Anyway, she was really sweet to me in her old age. Last time I saw her, she greeted me with great enthusiasm. She said "Oh, look, here's Kathy, my Kathy!" Really sweet.

Her younger sister Frances died earlier this year. My sister went to Anacortes for the service, representing the family east of the mountains (which includes Ross's family and the Rostads).

Mother died late yesterday afternoon. The last time I saw her was in mid-February, when Don and the children and I went up to celebrate Dad's 86th birthday with her. We organized a dinner at the Rama Inn, the Ephrata Best Western motel, which has an accessible multi-purpose room. I cooked at their little house in Ephrata and we brought it down to the hotel and set up a little dining room there, using her tablecloth, napkins and silverware.

She was able to enjoy being there with us, and even joked to all of us "I'm married to an OLD man!". We spent some time with her the following morning as well. That was probably about the last time she was able to have much of a conversation with us.

Dad reported in March that she was becoming less responsive, sleeping more and it seemed she was kind of just fading away. She had some health issues and she really wasn't interested in living on with her cognitive losses, although I know she appreciated her caregiver's kindness and nurturing and enjoyed watching her little daughters running around.

She died in her caregivers' home, in peace and with some privacy, for which I am eternally grateful to these kind people. Dad had been there visiting her every day, and was there with her the day she died.

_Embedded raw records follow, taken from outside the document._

PR #462, opened 2021-12-13
Add openapi3 validator middleware

cmars:
This change introduces middleware which wraps an `http.Handler` with OpenAPI 3 request and response validation.

In developing this middleware, I thought it would benefit others trying to do the same. This is my first time contributing here, happy to answer any questions and discuss further.

Thank you for such an awesome OpenAPI library by the way!

### DIFF
--- a/openapi3filter/middleware.go
+++ b/openapi3filter/middleware.go
@@ -1,0 +1,273 @@
+package openapi3filter
+
+import (
+	"bytes"
+	"io"
+	"io/ioutil"
+	"log"
+	"net/http"
+
+	"github.com/getkin/kin-openapi/routers"
+)
+
+// Validator provides HTTP request and response validation middleware.
+type Validator struct {
+	router  routers.Router
+	errFunc ErrFunc
+	logFunc LogFunc
+	strict  bool
+}
+
+// ErrFunc handles errors that may occur during validation.
+type ErrFunc func(w http.ResponseWriter, status int, code ErrCode, err error)
+
+// LogFunc handles log messages that may occur during validation.
+type LogFunc func(message string, err error)
+
+// ErrCode is used for classification of different types of errors that may
+// occur during validation. These may be used to write an appropriate response
+// in ErrFunc.
+type ErrCode int
+
+const (
+	// ErrCodeOK indicates no error. It is also the default value.
+	ErrCodeOK = 0
+	// ErrCodeCannotFindRoute happens when the validator fails to resolve the
+	// request to a defined OpenAPI route.
+	ErrCodeCannotFindRoute = iota
+	// ErrCodeRequestInvalid happens when the inbound request does not conform
+	// to the OpenAPI 3 specification.
+	ErrCodeRequestInvalid = iota
+	// ErrCodeResponseInvalid happens when the wrapped handler response does
+	// not conform to the OpenAPI 3 specification.
+	ErrCodeResponseInvalid = iota
+)
+
+func (e ErrCode) responseText() string {
+	switch e {
+	case ErrCodeOK:
+		return "OK"
+	case ErrCodeCannotFindRoute:
+		return "not found"
+	case ErrCodeRequestInvalid:
+		return "bad request"
+	default:
+		return "server error"
+	}
+}
+
+// NewValidator returns a new response validation middlware, using the given
+// routes from an OpenAPI 3 specification.
+func NewValidator(router routers.Router, options ...ValidatorOption) *Validator {
+	v := &Validator{
+		router: router,
+		errFunc: func(w http.ResponseWriter, status int, code ErrCode, _ error) {
+			http.Error(w, code.responseText(), status)
+		},
+		logFunc: func(message string, err error) {
+			log.Printf("%s: %v", message, err)
+		},
+	}
+	for i := range options {
+		options[i](v)
+	}
+	return v
+}
+
+// ValidatorOption defines an option that may be specified when creating a
+// Validator.
+type ValidatorOption func(*Validator)
+
+// OnErr provides a callback that handles writing an HTTP response on a
+// validation error. This allows customization of error responses without
+// prescribing a particular form. This callback is only called on response
+// validator errors in Strict mode.
+func OnErr(f ErrFunc) ValidatorOption {
+	return func(v *Validator) {
+		v.errFunc = f
+	}
+}
+
+// OnLog provides a callback that handles logging in the Validator. This allows
+// the validator to integrate with a services' existing logging system without
+// prescribing a particular one.
+func OnLog(f LogFunc) ValidatorOption {
+	return func(v *Validator) {
+		v.logFunc = f
+	}
+}
+
+// Strict, if set, causes an internal server error to be sent if the wrapped
+// handler response fails response validation. If not set, the response is sent
+// and the error is only logged.
+func Strict(strict bool) ValidatorOption {
+	return func(v *Validator) {
+		v.strict = strict
+	}
+}
+
+// Middleware returns an http.Handler which wraps the given handler with
+// request and response validation.
+func (v *Validator) Middleware(h http.Handler) http.Handler {
+	return http.HandlerFunc(func(w http.ResponseWriter, r *http.Request) {
+		route, pathParams, err := v.router.FindRoute(r)
+		if err != nil {
+			v.logFunc("validation error: failed to find route for "+r.URL.String(), err)
+			v.errFunc(w, http.StatusNotFound, ErrCodeCannotFindRoute, err)
+			return
+		}
+		requestValidationInput := &RequestValidationInput{
+			Request:    r,
+			PathParams: pathParams,
+			Route:      route,
+		}
+		if err = ValidateRequest(r.Context(), requestValidationInput); err != nil {
+			v.logFunc("invalid request", err)
+			v.errFunc(w, http.StatusBadRequest, ErrCodeRequestInvalid, err)
+			return
+		}
+
+		var wr responseWrapper
+		if v.strict {
+			wr = &strictResponseWrapper{w: w}
+		} else {
+			wr = newWarnResponseWrapper(w)
+		}
+
+		h.ServeHTTP(wr, r)
+
+		if err = ValidateResponse(r.Context(), &ResponseValidationInput{
+			RequestValidationInput: requestValidationInput,
+			Status:                 wr.statusCode(),
+			Header:                 wr.Header(),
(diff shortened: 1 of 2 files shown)


openapi3filter/middleware.go
```diff
@@ -0,0 +1,272 @@
...
+			v.errFunc(w, http.StatusNotFound, ErrCodeCannotFindRoute, err)
+			return
+		}
+		requestValidationInput := &RequestValidationInput{
+			Request:    r,
+			PathParams: pathParams,
+			Route:      route,
+		}
+		err = ValidateRequest(r.Context(), requestValidationInput)
+		if err != nil {
```
fenollp, line 124:
```suggestion
		if err = ValidateRequest(r.Context(), requestValidationInput); err != nil {
```

openapi3filter/middleware.go
```diff
@@ -0,0 +1,272 @@
...
+
+		h.ServeHTTP(wr, r)
+
+		err = ValidateResponse(r.Context(), &ResponseValidationInput{
+			RequestValidationInput: requestValidationInput,
+			Status:                 wr.statusCode(),
+			Header:                 wr.Header(),
+			Body:                   nopCloser{bytes.NewBuffer(wr.bodyContents())},
+		})
+		if err != nil {
```
fenollp, line 145:
```suggestion
		if err = ValidateResponse(r.Context(), &ResponseValidationInput{
			RequestValidationInput: requestValidationInput,
			Status:                 wr.statusCode(),
			Header:                 wr.Header(),
			Body:                   nopCloser{bytes.NewBuffer(wr.bodyContents())},
		}); err != nil {
```

openapi3filter/middleware.go
```diff
@@ -0,0 +1,272 @@
...
+			v.logFunc("invalid response", err)
+			if v.strict {
+				v.errFunc(w, http.StatusInternalServerError, ErrCodeResponseInvalid, err)
+			}
+			return
+		}
+
+		err = wr.flushBodyContents()
+		if err != nil {
```
fenollp, line 154:
```suggestion
		if err = wr.flushBodyContents(); err != nil {
```

openapi3filter/middleware.go
```diff
@@ -0,0 +1,272 @@
...
+	fl     http.Flusher
+	status int
+	body   bytes.Buffer
+}
+
+// Write implements http.ResponseWriter.
+func (l *warnResponseWrapper) Write(b []byte) (int, error) {
+	if l.status == 0 {
+		l.w.WriteHeader(l.status)
+	}
```
fenollp, line 194: Shouldn't this be `!=` instead of `==`?
From https://pkg.go.dev/net/http#ResponseWriter
```go
	// If WriteHeader is not called explicitly, the first call to Write
	// will trigger an implicit WriteHeader(http.StatusOK).
	// Thus explicit calls to WriteHeader are mainly used to
	// send error codes.
```

openapi3filter/middleware.go
```diff
@@ -0,0 +1,272 @@
...
+	n, err := l.w.Write(b)
+	if err == nil {
```
fenollp, line 196: Use `!= nil` for readability. I had to double take here.

openapi3filter/middleware.go
```diff
@@ -0,0 +1,272 @@
...
+
+		err = wr.flushBodyContents()
+		if err != nil {
+			v.logFunc("failed to write response", err)
+		}
+	})
+}
+
+type nopCloser struct {
+	io.Reader
```
fenollp, line 161: Why not use https://pkg.go.dev/io#ReadCloser directly?

openapi3filter/middleware.go
```diff
@@ -0,0 +1,272 @@
...
+}
+
+// Write implements http.ResponseWriter.
+func (l *warnResponseWrapper) Write(b []byte) (int, error) {
+	if l.status == 0 {
+		l.w.WriteHeader(l.status)
+	}
+	n, err := l.w.Write(b)
+	if err == nil {
+		l.body.Write(b)
```
fenollp, line 197: WRT `l.body.Write(b)` why not use https://pkg.go.dev/io#MultiWriter

openapi3filter/middleware.go
```diff
@@ -0,0 +1,272 @@
...
+	}
+	return n, err
+}
+
+// WriteHeader implements http.ResponseWriter.
+func (l *warnResponseWrapper) WriteHeader(status int) {
+	if l.status == 0 {
+		l.status = status
+	}
```
fenollp, line 206: Why compare to the empty value when `status` is here?
Reading this makes me think that zero is some special case and `l.status` may have been written to beforehand and so its value should only be overwritten in that case... but it's not clear to me what can mutate `l.status` appart from this place.

This surely alludes to my comment on 
```go
func (l *warnResponseWrapper) Write(b []byte) (int, error) {
	if l.status == 0 {
		l.w.WriteHeader(l.status)
	}
```

In any case, I think you should keep assigning here but drop the conditional; remove the call to `WriteHeader` in `Write`

openapi3filter/middleware_test.go
```diff
@@ -0,0 +1,384 @@
...
+		},
+		response: testResponse{
+			statusCode: 201,
+			body:       `{"id": "42", "contents": {"name": "foo", "expected": 9, "actual": 10}, "extra": true}`,
+		},
+		strict: false,
+	}}
+	for i, test := range tests {
+		t.Logf("test#%d: %s", i, test.name)
+		func() {
```
fenollp, line 329: Use https://pkg.go.dev/testing#T.Run

openapi3filter/middleware.go
```diff
@@ -0,0 +1,272 @@
...
+	// statusCode returns the response status code, 0 if not set yet.
+	statusCode() int
+
+	// bodyContents returns the buffered
+	bodyContents() []byte
+}
+
+type warnResponseWrapper struct {
+	w      http.ResponseWriter
+	fl     http.Flusher
```
fenollp, line 185: Unused?

openapi3filter/middleware.go
```diff
@@ -0,0 +1,272 @@
...
+	w      http.ResponseWriter
+	status int
+	body   bytes.Buffer
+}
+
+// Write implements http.ResponseWriter.
+func (wr *strictResponseWrapper) Write(b []byte) (int, error) {
+	if wr.status == 0 {
+		wr.status = http.StatusOK
+	}
```
fenollp, line 244: As per above:
```suggestion
```

openapi3filter/middleware.go
```diff
@@ -0,0 +1,272 @@
...
+	return wr.body.Write(b)
+}
+
+// WriteHeader implements http.ResponseWriter.
+func (wr *strictResponseWrapper) WriteHeader(status int) {
+	if wr.status == 0 {
+		wr.status = status
+	}
```
fenollp, line 252: As per above
```suggestion
	wr.status = status
```

openapi3filter/middleware.go
```diff
@@ -0,0 +1,272 @@
...
+}
+
+// Header implements http.ResponseWriter.
+func (wr *strictResponseWrapper) Header() http.Header {
+	return wr.w.Header()
+}
+
+func (wr *strictResponseWrapper) flushBodyContents() error {
+	wr.w.WriteHeader(wr.status)
```
fenollp, line 261: As per above 
```suggestion
```

openapi3filter/middleware_test.go
```diff
@@ -0,0 +1,384 @@
...
+	"net/http/httptest"
+	"regexp"
+	"testing"
+
+	"github.com/getkin/kin-openapi/openapi3"
+	"github.com/getkin/kin-openapi/openapi3filter"
+	"github.com/getkin/kin-openapi/routers/gorillamux"
+)
+
+// TODO: simple OpenAPI spec
```
fenollp, line 18: Drop this dead comment.

openapi3filter/middleware_test.go
```diff
@@ -0,0 +1,384 @@
...
+	default:
+		http.Error(w, h.errBody, http.StatusMethodNotAllowed)
+	}
+}
+
+func TestValidator(t *testing.T) {
+	doc, err := openapi3.NewLoader().LoadFromData([]byte(validatorSpec))
+	if err != nil {
+		t.Error("failed to load test fixture spec:", err)
+	}
```
fenollp, line 166: Please use `require.NoError(t, err)` here on out, it reduces the line count.

openapi3filter/middleware_test.go
```diff
@@ -0,0 +1,384 @@
...
+				t.Error("failed to read response body:", err)
+			}
+			if test.response.body != string(body) {
+				t.Errorf("response body expect %q got %q", test.response.body, string(body))
+			}
+		}()
+	}
+}
+
+// TODO: example
```
fenollp, line 384: Yes please :)
Something extra simple so people can copy/paste and build on.

fenollp (changes requested):
Great work! I thought I already reviewed this but either it got lost to the ether or I'm going mad. Or you know, both. Or neither...

openapi3filter/middleware.go
cmars: Updated this behavior here and in the "strict-mode" wrapper below. We need to intercept and keep track of the status code for response validation, but using a separate flag to indicate whether the header has been written is much clearer.

openapi3filter/middleware.go
cmars: I'd forgotten about `ioutil.NopCloser` -- updated. Thought it was only available >=1.16 but that's in the `io` package.

openapi3filter/middleware.go
cmars: I think separating the status we record, from the state of whether we've "written the header" (or captured it) should hopefully clear this up, updated.

openapi3filter/middleware_test.go
cmars: :100: On it!

cmars: Added

openapi3filter/middleware.go
cmars: Not sure if this was clear (and if godoc comments could explain it better, please let me know!): we don't want to flush the response through to the underlying ResponseWriter in strict mode, because the response may be out of compliance with OpenAPI and invalid; we'll want to `wr.w.WriteHeader(500)` (or give our errFunc the chance to) when that happens in strict mode. If we pass through the call to WriteHeader, we won't be able to override it.

cmars:
@fenollp Thanks for the review! I believe I've addressed comments, open to discuss further. PTAL :pray:

fenollp (approved):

She had a long and it seems to me rather rewarding life, although she was never in love with living in Ephrata I fear. She had a great sense of humor and she read a lot.

The oldest child of this family, Beth Schumaker, is living in Spokane with her husband, Cal. I am in touch with their youngest son, who is a librarian living in Chicago. He is so much younger than the rest of us that he missed out on knowing his cousins (he was born when my aunt was in her late 40's; I remember her telling my mother she thought she was too old to get pregnant!). So I found him and have been emailing him so he'd know he had a family beyond his much-older sister and brother.

Katherine Rouzie, April 23, 2009

It astounds me that there are so many tiny connections among these descendants as we meet and find out about each other over the years, exclaiming, "I had no idea you were there all along!"